I hope no other family has to go through what we did

Tuesday 4th March 2019 – 6.00pm – Murray MacGregor.

A new scheme to equip Birmingham city centre businesses and late night venues with specialist first aid kits that could save the lives of victims of stabbings and gunshots has been launched.

Birmingham Community Safety Partnership (BCSP) has been working with campaigner Lynne Baird, of The Daniel Baird Foundation and West Midlands Ambulance Service, to develop and deliver ‘Bleed Control Kits’ at locations across the city centre.

The Daniel Baird Foundation was set up by his family after he was fatally stabbed while out with friends in Birmingham in July 2017. Daniel died shortly after arriving at hospital due to catastrophic bleeding.

Patients suffering catastrophic bleeds from serious injuries such as those caused by a stabbing, shooting or car accident can prove fatal in as little as three to five minutes if the bleeding is not stemmed.

The idea behind the bleed control kits is to buy the first vital minutes before ambulance staff can reach the scene.

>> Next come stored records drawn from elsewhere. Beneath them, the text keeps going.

PR #38, opened 2022-02-07
Bug/Use original_id of parent for new token original_id

jonmattgray:
When multiple tokens are about the same thing e.g a PO, we want them all to have the same `original_id`. This PR changes the pallet to correctly assign `original_id` rather than the `id` of a parent to a new token's `original_id`.

e.g. assuming all these tokens are about the same thing, such as a `Quote`. This PR goes from this:
Token 1: `id: 1` `original_id: 1`
Token 2: `id: 2` `original_id: 1`
Token 3: `id: 3` `original_id: 2` // this is wrong

to this
Token 1: `id: 1` `original_id: 1`
Token 2: `id: 2` `original_id: 1`
Token 3: `id: 3` `original_id: 1` // this is correct

### DIFF
--- a/Cargo.lock
+++ b/Cargo.lock
@@ -3905,7 +3905,7 @@ dependencies = [
 
 [[package]]
 name = "pallet-simple-nft"
-version = "2.1.1"
+version = "2.1.2"
 dependencies = [
  "frame-benchmarking",
  "frame-support",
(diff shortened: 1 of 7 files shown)


mattdean-digicatapult (changes requested):
Good catch. Note this introduces extra storage gets so weights should be updated

mattdean-digicatapult (approved):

Lynne Baird, Daniel’s mother, said: “Daniel died very quickly after he was stabbed due to the level of blood loss.  Unfortunately, there was no first aid kit available that could have helped him and that’s why we’ve helped develop these kits as they could make a difference.

“I just hope that these kits might mean that no other family has to go through what we have.”

The BCSP received £4,000 from the West Midlands Police and Crime Commissioner to purchase 50 kits which were developed by WMAS and the West Midlands Trauma Networks.  WMAS Chief Executive, Anthony Marsh, said: “In cases such as Daniel’s, every second counts and being able to stem the bleeding could make the difference between life and death.  I also hope that the work of the Daniel Baird Foundation will result in kits becoming as common as defibrillators are so that many more lives can be saved right across our country.”

Staff at the 50 venues will receive training on these kits, and people who call 999 will be directed to the nearest kit and talked through how to use it by the WMAS call handlers who take 999 calls about such cases.

WMAS Trauma Lead, Shane Roberts said: “I am in no doubt that having kit like this available int he City Centre will undoubtedly save someones life.  in some circumstances it is those first few minutes that will make the difference between life and death.”